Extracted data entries
━━━━
PR #11, opened 2015-05-31
Completed BankAccounts project (breakfast)

vikshab:
Completed breakfast of BankAccounts project.
Account class has 10 'green' specs
SavingsAccount class has 8 'green' specs 
I wrote detail comments for the code, hopefully it will be easy to read it
Module (bank_accounts.rb) has testing suits for both classes, so if you comment them out and run them in terminal it will display 'clear' picture of what the classes do.


lib/bank_accounts/account.rb
```diff
@@ -0,0 +1,51 @@
...
+      # # if it's not then it raises ArgumentError
+      if id.class != Fixnum
+        raise ArgumentError
+      end
+
+      @id = id
+
+      # Checking if initial_balance is a positive number
+      # if it's not then it raises ArgumentError
+      if (initial_balance.class != Fixnum && initial_balance.class != Float) || initial_balance < 0
```
jnf, line 19: Most of the time, you should do all of your error checking at the same time; verify before you do any other work. I like that you are verifying the class of your input and raising an error, but don't do any work (assigning `@id` is work) until you have validated all your input.

lib/bank_accounts/account.rb
```diff
@@ -0,0 +1,51 @@
...
+#_____________________________________________________________________________________________
+# Deposit method
+
+    def deposit(amount)
+
+      @balance += amount
+      return @balance
+    end
+
+    def balance
```
jnf, line 47: The `attr_accessor` on line 4 makes the method unnecessary. :)

lib/bank_accounts/savings_account.rb
```diff
@@ -0,0 +1,52 @@
...
+# Constant: fee $2
+      FEE = 2
+#__________________________________________________________________________
+# Initialize method
+
+    def initialize(id, initial_balance)
+      super(id, initial_balance)
+
+      # if balance is less than $10 it will raise ArgumentError
+      if @balance < 10
```
jnf, line 18: Same comment as above: this is a good validation, but you're doing it after you've already done work (the `super` call). If the balance is less than 10, there's no reason to run `super()`.

spec/account_spec.rb
```diff
@@ -0,0 +1,66 @@
...
+  describe "withdraw method" do
+   let(:account) {BankAccount::Account.new(5, 500)}
+
+    it "withdraws $300 and returns updated balance $200" do
+      expect(account.withdraw(300)).to eq 200
+    end
+
+    it "returns last updated balance if withdraw amount is bigger than balance" do
+      expect(account.withdraw(100)).to eq 400
+      expect(account.withdraw(600)).to eq 400
```
jnf, line 46: I really like this test. Good job. Verifying object state at each step of a process is very helpful.

jnf:
Good job on this project. Your specs are very well organized and easy to read. :) Let me know if you have any questions.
━━━━
A word-for-word restatement of the lines running from the one with "lib/bank_accounts/savings_account.rb" to the last line of the records is the whole answer.

* Solution to this problem
lib/bank_accounts/savings_account.rb
```diff
@@ -0,0 +1,52 @@
...
+# Constant: fee $2
+      FEE = 2
+#__________________________________________________________________________
+# Initialize method
+
+    def initialize(id, initial_balance)
+      super(id, initial_balance)
+
+      # if balance is less than $10 it will raise ArgumentError
+      if @balance < 10
```
jnf, line 18: Same comment as above: this is a good validation, but you're doing it after you've already done work (the `super` call). If the balance is less than 10, there's no reason to run `super()`.

spec/account_spec.rb
```diff
@@ -0,0 +1,66 @@
...
+  describe "withdraw method" do
+   let(:account) {BankAccount::Account.new(5, 500)}
+
+    it "withdraws $300 and returns updated balance $200" do
+      expect(account.withdraw(300)).to eq 200
+    end
+
+    it "returns last updated balance if withdraw amount is bigger than balance" do
+      expect(account.withdraw(100)).to eq 400
+      expect(account.withdraw(600)).to eq 400
```
jnf, line 46: I really like this test. Good job. Verifying object state at each step of a process is very helpful.

jnf:
Good job on this project. Your specs are very well organized and easy to read. :) Let me know if you have any questions.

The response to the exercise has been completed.